PR #1239, opened 2022-10-07
add pg3 with initialized policy approach

ryangpeixu:


predicators/approaches/initialized_pg3_approach.py
```diff
@@ -0,0 +1,35 @@
...
+    """Policy-guided planning for generalized policy generation (PG3) with
+    initialized policy."""
+
+    @classmethod
+    def get_name(cls) -> str:
+        return "initialized_pg3"
+
+    @staticmethod
+    def _get_policy_search_initial_ldl() -> LiftedDecisionList:
+        # Initialize with intialized policy from file.
```
tomsilver, line 32: typo: initialized

tests/approaches/test_initialized_pg3_approach.py
```diff
@@ -0,0 +1,68 @@
+"""Test cases for the PG3 approach."""
```
tomsilver, line 1: PG3 initialized* approach

tests/approaches/test_initialized_pg3_approach.py
```diff
@@ -0,0 +1,68 @@
...
+
+from predicators import utils
+from predicators.approaches.initialized_pg3_approach import \
+    InitializedPG3Approach
+from predicators.envs import create_new_env
+from predicators.ground_truth_nsrts import get_gt_nsrts
+from predicators.structs import LDLRule, LiftedDecisionList
+
+
+@pytest.mark.parametrize("approach_name,approach_cls",
```
tomsilver, line 16: we use this feature when there are multiple arguments that we want to feed into the test (e.g., testing both pg3 and pg4 approaches). since we're only testing one thing here, you can remove this decorator and just define the approach name and approach cls within the test itself. for the latter, you can just do `approach = InitializedPG3Approach(env.predicates, ...)`

tests/approaches/test_initialized_pg3_approach.py
```diff
@@ -0,0 +1,68 @@
...
+        "env": env_name,
+        "approach": approach_name,
+    })
+
+    env = create_new_env(env_name)
+    nsrts = get_gt_nsrts(env.predicates, env.options)
+    train_tasks = env.get_train_tasks()
+
+    name_to_nsrt = {nsrt.name: nsrt for nsrt in nsrts}
+    approach = approach_cls(env.predicates, env.options, env.types,
```
tomsilver, line 31: I think you may be able to actually remove this and the following line, since it doesn't look like this approach gets used

tomsilver (commented):
nice work! here are few comments :)

tomsilver (approved):
LGTM, great work! :)

PR #1248, opened 2022-10-16
effect search operator learning

tomsilver:
New operator learning algorithm that performs a hill-climbing search over add effect sets. Successors are generated using backchaining and effect set deletion.

example:
```python predicators/main.py --env repeated_nextto_ambiguous --approach nsrt_learning --seed 0 --strips_learner effect_search```

### CODE REVIEW

File: predicators/nsrt_learning/strips_learning/effect_search_learner.py [hunk 1]
```diff
@@ -0,0 +1,424 @@
...
+                    yield (op, i), child, 1.0  # cost always 1
+
+        # Run hill-climbing search.
+        path, _, cost = utils.run_hill_climbing(initial_state=initial_state,
+                                                check_goal=lambda _: False,
+                                                get_successors=get_successors,
+                                                heuristic=heuristic)
+
+        # This effectively asserts harmlessness.
+        assert cost[-1] == 0
```
tomsilver, line 308: i'm not sure if we'll keep this long-term because we might add some kind of regularization to the cost to encourage simpler operator sets. but so long as we are doing this, we might as well add `early_termination_heuristic_thresh=0` to `run_hill_climbing`, which will terminate the search as soon as we find an effect set that has 0 cost.

predicators/nsrt_learning/strips_learning/effect_search_learner.py
```diff
@@ -0,0 +1,424 @@
...
+        return _EffectSets(param_option_to_groups)
+
+    @functools.lru_cache(maxsize=None)
+    def _effect_sets_to_pnads(
+            self, effect_sets: _EffectSets) -> List[PartialNSRTAndDatastore]:
+        # Start with the add effects and option specs.
+        pnads = []
+        for (option_spec, add_effects, keep_effects) in effect_sets:
+            parameterized_option, op_vars = option_spec
+            effect_vars = {v
```
tomsilver, line 345: maybe split this up into multiple lines to make less ugly

tests/nsrt_learning/strips_learning/test_effect_search_learner.py
```diff
@@ -0,0 +1,405 @@
...
+from predicators import utils
+from predicators.nsrt_learning.segmentation import segment_trajectory
+from predicators.nsrt_learning.strips_learning.effect_search_learner import \
+    EffectSearchSTRIPSLearner
+from predicators.structs import Action, LowLevelTrajectory, Predicate, \
+    Segment, State, Task, Type
+
+longrun = pytest.mark.skipif("not config.getoption('longrun')")
+
+
```
tomsilver, line 14: how much of these tests are directly copied? we should try to use parameterized testing to remove any copying

tomsilver (commented):
looking good! I can't give approval because I opened the PR, but after addressing the comments I'm happy

tests/nsrt_learning/strips_learning/test_effect_search_learner.py
NishanthJKumar: They're all directly copied (from `test_gen_to_spec_learner.py`). I'm not sure how to use parameterized testing to overcome this; could you maybe give an example of what you mean?

tomsilver: yeah here's one example: https://github.com/Learning-and-Intelligent-Systems/predicators/blob/master/tests/approaches/test_pg3_approach.py#L30 see also https://docs.pytest.org/en/6.2.x/parametrize.html

NishanthJKumar (approved):
Includes all Tom's changes; LGTM!

PR #1249, opened 2022-10-17
make ee arguments optional in pybullet robot creation

tomsilver:


predicators/pybullet_helpers/robots/__init__.py
```diff
@@ -20,9 +20,15 @@
...
-        physics_client_id: int) -> SingleArmPyBulletRobot:
+        robot_name: str,
+        physics_client_id: int,
+        ee_home_pose: Optional[Pose3D] = None,
+        ee_orientation: Optional[Quaternion] = None) -> SingleArmPyBulletRobot:
     """Create a single-arm PyBullet robot."""
+    if ee_home_pose is None:
+        ee_home_pose = (1.35, 0.6, 0.7)
+    if ee_orientation is None:
+        ee_orientation = (0.0, 0.0, 0.0, 1.0)
```
williamshen-nz, line 31: I guess you could set these as the defaults in the method signature and remove the Optional typing, but any specific reason to have an explicit None check?

williamshen-nz (approved):
LGTM 🚢 

Though I guess the defaults are specified for the current pybullet environments.

PR #1250, opened 2022-10-17
kinematic action space converter

tomsilver:
use FK and IK to convert actions in option learning

### DIFF
--- a/tests/nsrt_learning/test_option_learning.py
+++ b/tests/nsrt_learning/test_option_learning.py
@@ -3,6 +3,7 @@
 from unittest.mock import patch
 
 import numpy as np
+import pybullet as p
 import pytest
 
 import predicators.nsrt_learning.option_learning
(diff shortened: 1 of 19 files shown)


tests/nsrt_learning/test_option_learning.py
```diff
@@ -409,3 +412,21 @@ def test_create_action_converter():
...
+    physics_client_id = p.connect(p.DIRECT)
+    robot = create_single_arm_pybullet_robot("panda", physics_client_id)
+    robot.go_home()
+    env_action_arr = np.array(robot.get_joints())
+    converter = create_action_converter()
+    reduced_action_arr = converter.env_to_reduced(env_action_arr)
+    assert reduced_action_arr.shape == (4, )
+    env_action_arr2 = converter.reduced_to_env(reduced_action_arr)
+    reduced_action_arr2 = converter.env_to_reduced(env_action_arr2)
+    assert np.allclose(reduced_action_arr, reduced_action_arr2)
```
williamshen-nz, line 432: A check for `np.allclose(env_action_arr, env_action_arr2)` wouldn't hurt

williamshen-nz (approved):
:shipit:

tests/nsrt_learning/test_option_learning.py
tomsilver: isn't it possible that those won't match because FK isn't necessarily invertible?

williamshen-nz: Good point! I forgot about that.

Though I guess in this case, the robot is already at the given position (within the simulator) so IK should give something close by. That being said, we shouldn't check it as that's an implementation detail.

PR #1252, opened 2022-10-18
always create a new environment inside of option models 

tomsilver:


NishanthJKumar (commented):
I think this should be fine, since `predicators_behavior` does its own thing when the env is a BEHAVIOR env. But I'll let @wmcclinton provide the final approval.

wmcclinton (approved):
Yes, this is fine. Approved!

predicators/option_model.py
```diff
@@ -12,19 +12,19 @@
...
+from predicators.envs import BaseEnv, create_new_env
 from predicators.settings import CFG
 from predicators.structs import DefaultState, State, _Option
 
 
 def create_option_model(name: str) -> _OptionModelBase:
     """Create an option model given its name."""
     if name == "oracle":
-        env = get_or_create_env(CFG.env)
+        env = create_new_env(CFG.env)
```
tomsilver, line 23: note to self: also add `do_cache=False`

PR #1253, opened 2022-10-18
replace `pybullet_use_gui` setting with general `use_gui` flag...

tomsilver:
...which is then passed into `create_new_env`. The reason is that I want to be able to use the pybullet GUI for the "main" environment, but turn off the GUI for a secondary environment that will be used in the option model.

note that this should be merged before #1252 and that PR should be updated to pass `use_gui = False` to `create_new_env` in the option model code.

I will also make an announcement after this PR that `--pybullet_use_gui True` is deprecated and now `--use_gui` should be used.


NishanthJKumar (approved):
Mostly LGTM - nice catch! One minor comment.

PR #1367, opened 2023-02-06
sandwich environment

tomsilver:
new environment where a fixed-base robot makes sandwiches.

* the main motivation for this environment is to work towards a real robot demo with the panda (cc @williamshen-nz ).
* the objects are inspired by [this sandwich making play set](https://a.co/d/gM2CzjS), which I'm hoping we can buy and use with the panda
* the environment may also be useful for active predicate learning (@amburger66 )

here are some renderings:
* https://user-images.githubusercontent.com/2816502/216854567-dcb3f030-c635-441d-9227-c029ec51d876.mp4
* https://user-images.githubusercontent.com/2816502/216854572-307aae9a-58a1-4b6d-aa3b-aabeb718bc73.mp4
* https://user-images.githubusercontent.com/2816502/216854578-ebf1a4ad-3113-4a7d-80d8-fdd98687acac.mp4

notes about the renderings:
* the left is a side view and the right is a top-down view
* the ingredients are initially upright to allow for easy grasping
* the robot will grasp an ingredient lengthwise so that it can subsequently place onto the board or table without one of its fingers getting stuck underneath. hopefully the gripper is wide enough and the ingredients are small enough to allow this

after merging this PR, I'm planning to:
1. implement pybullet version.
2. extend the environment to make it more interesting. for example, add squirt bottles (mayo, ketchup, etc.). maybe add tools, like a spatula. maybe require the robot to move the board after the sandwich is made.
3. play with our new LLM interface for goal specification (e.g., "make me a reuben sandwich with ketchup" or something)

### DIFF
--- a/predicators/envs/sandwich.py
+++ b/predicators/envs/sandwich.py
@@ -3,8 +3,10 @@
 import itertools
 import json
 import logging
+from collections import defaultdict
 from pathlib import Path
-from typing import ClassVar, Dict, List, Optional, Sequence, Set, Tuple
+from typing import ClassVar, DefaultDict, Dict, List, Optional, Sequence, \
+    Set, Tuple
 
 import matplotlib
 import matplotlib.pyplot as plt
@@ -324,9 +326,9 @@ class SandwichEnv(BaseEnv):
                 num_ing = rng.choice(possible_ing_nums)
                 ing_to_num[ing_name] = num_ing
             init_state = self._sample_initial_state(ing_to_num, rng)
-            goal = self._sample_goal(ing_to_num, rng)
-            # goal_holds = all(goal_atom.holds(init_state) for goal_atom in goal)
-            # assert not goal_holds
+            goal = self._sample_goal(init_state, rng)
+            goal_holds = all(goal_atom.holds(init_state) for goal_atom in goal)
+            assert not goal_holds
             tasks.append(Task(init_state, goal))
         return tasks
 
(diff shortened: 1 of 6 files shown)


predicators/envs/sandwich.py
```diff
@@ -0,0 +1,832 @@
...
+    board_x_ub: ClassVar[float] = x_ub - board_width / 2
+    board_y_lb: ClassVar[
+        float] = holder_y_lb + holder_length / 2 + board_length
+    board_y_ub: ClassVar[float] = board_y_lb + (y_ub - y_lb) * 0.05
+    board_color: ClassVar[RGBA] = (0.1, 0.1, 0.5, 0.8)
+    board_thickness: ClassVar[float] = 0.01
+    ingredient_thickness: ClassVar[float] = 0.02
+    ingredient_colors: ClassVar[Dict[str, Tuple[float, float, float]]] = {
+        "bread": (0.58, 0.29, 0.0),
+        "burger": (0.32, 0.15, 0.0),
```
NishanthJKumar, line 54: minor thing, but could we rename this to 'patty'? I was confused for a bit thinking that this object referred to the entire assembled thing (i.e, the bread + the patty + the veggies...)

predicators/envs/sandwich.py
```diff
@@ -0,0 +1,832 @@
...
+        return "sandwich"
+
+    def simulate(self, state: State, action: Action) -> State:
+        assert self.action_space.contains(action.arr)
+        x, y, z, fingers = action.arr
+        # Infer which transition function to follow
+        if fingers < self.held_tol:
+            return self._transition_pick(state, x, y, z)
+        thickness = self.ingredient_thickness + self.board_thickness
+        if z < self.table_height + thickness:
```
NishanthJKumar, line 172: I think I understand this, but could you leave a quick comment about why this logic is right here?

predicators/envs/sandwich.py
```diff
@@ -0,0 +1,832 @@
...
+            return next_state
+        # Check that both objects exist
+        ing = self._get_held_object(state)
+        assert ing is not None
+        other_ing = self._get_highest_object_below(state, x, y, z)
+        if other_ing is None:  # no object to stack onto
+            return next_state
+        # Can't stack onto yourself!
+        if ing == other_ing:
+            return next_state
```
NishanthJKumar, line 232: do we want to assert this? This should never happen right? Asserting sounds useful to avoid silent failures.

predicators/envs/sandwich.py
```diff
@@ -0,0 +1,832 @@
...
+        holder_ub = holder_y + self.holder_length / 2.
+        return holder_lb - 1e-5 <= obj_y <= holder_ub + 1e-5
+
+    def _OnBoard_holds(self, state: State, objects: Sequence[Object]) -> bool:
+        obj, board = objects
+        obj_y = state.get(obj, "pose_y")
+        board_y = state.get(board, "pose_y")
+        board_lb = board_y - self.board_length / 2.
+        board_ub = board_y + self.board_length / 2.
+        return board_lb - 1e-5 <= obj_y <= board_ub + 1e-5
```
NishanthJKumar, line 560: ditto to the above comment

predicators/envs/sandwich.py
```diff
@@ -0,0 +1,832 @@
...
+        return np.allclose([x1, y1, z1], [x2, y2, z2 + offset],
+                           atol=self.on_tol)
+
+    def _InHolder_holds(self, state: State, objects: Sequence[Object]) -> bool:
+        obj, holder = objects
+        obj_y = state.get(obj, "pose_y")
+        holder_y = state.get(holder, "pose_y")
+        holder_lb = holder_y - self.holder_length / 2.
+        holder_ub = holder_y + self.holder_length / 2.
+        return holder_lb - 1e-5 <= obj_y <= holder_ub + 1e-5
```
NishanthJKumar, line 552: hold on - do we not want to be testing the obj_x as well?

predicators/envs/sandwich.py
```diff
@@ -0,0 +1,832 @@
...
+        return self._obj_to_ingredient(obj, state) == ing_name
+
+    def _obj_to_ingredient(self, obj: Object, state: State) -> str:
+        obj_color = (state.get(obj, "color_r"), state.get(obj, "color_g"),
+                     state.get(obj, "color_b"))
+        affinities = {
+            n: np.sum(np.subtract(c, obj_color)**2)
+            for n, c in self.ingredient_colors.items()
+        }
+        closest = min(affinities, key=lambda o: affinities[o])
```
NishanthJKumar, line 775: if i'm understanding this right, you're using the object color to figure out what ingredient the object is here? Why is this necessary (e.g. why not just use the object name or subtype)? Could you leave a comment explaining this briefly?

predicators/envs/sandwich.py
```diff
@@ -0,0 +1,832 @@
...
+        return closest
+
+    def _state_to_ingredient_groups(self,
+                                    state: State) -> Dict[str, Set[Object]]:
+        ings = set(self.ingredient_colors)
+        ing_groups: Dict[str, Set[Object]] = {n: set() for n in ings}
+        for obj in state.get_objects(self._ingredient_type):
+            ing_name = self._obj_to_ingredient(obj, state)
+            ing_groups[ing_name].add(obj)
+        return dict(ing_groups)
```
NishanthJKumar, line 785: okay, this helps me see a bit why the `_obj_to_ingredient` function is written as above, but I'm still quite confused why you're using the color...

NishanthJKumar (commented):
Looks generally good, great work! Just left a couple questions about things I didn't understand.

predicators/envs/sandwich.py
tomsilver: it's possible that a random options approach, or some other naive approach, would attempt to use an option that would stack an ingredient onto itself

tomsilver:
@NishanthJKumar thanks for the great feedback!

PR #1368, opened 2023-02-06
Silence pnad_search hill-climbing during predicate invention.

NishanthJKumar:
Previously, during predicate invention using `pnad_search` as the operator learning method, we would log the hill-climbing of `pnad_search` operator learning **within each iteration of predicate learning**. This made it a nightmare to try to read the terminal to get a sense of the predicate learning progress. This PR introduces a flag that silences the operator-learning printouts when we're calling `pnad_search` as part of predicate invention.


tomsilver (approved):
Lgtm, but just to check, the issue you mentioned in the PR description is being addressed in some other branch, right?

NishanthJKumar:
yes, but I wanted to move it onto master as its own feature so it's not confusingly in some other PR :smile_cat:

PR #1370, opened 2023-02-09
Add new environment: a parameterized touch point with 2D action space.

ashayathalye:
Adds another touch point environment that is (1) parameterized and (2) has a 2D action space. The intention is to use is to debug the simplest cases for learning nsrts via reinforcement learning.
—————
Task prompt » Repeat the lines from the first one in the records through the line containing "tomsilver, line 32: typo: initialized", exactly as written, and nothing else.

Result below »
PR #1239, opened 2022-10-07
add pg3 with initialized policy approach

ryangpeixu:


predicators/approaches/initialized_pg3_approach.py
```diff
@@ -0,0 +1,35 @@
...
+    """Policy-guided planning for generalized policy generation (PG3) with
+    initialized policy."""
+
+    @classmethod
+    def get_name(cls) -> str:
+        return "initialized_pg3"
+
+    @staticmethod
+    def _get_policy_search_initial_ldl() -> LiftedDecisionList:
+        # Initialize with intialized policy from file.
```
tomsilver, line 32: typo: initialized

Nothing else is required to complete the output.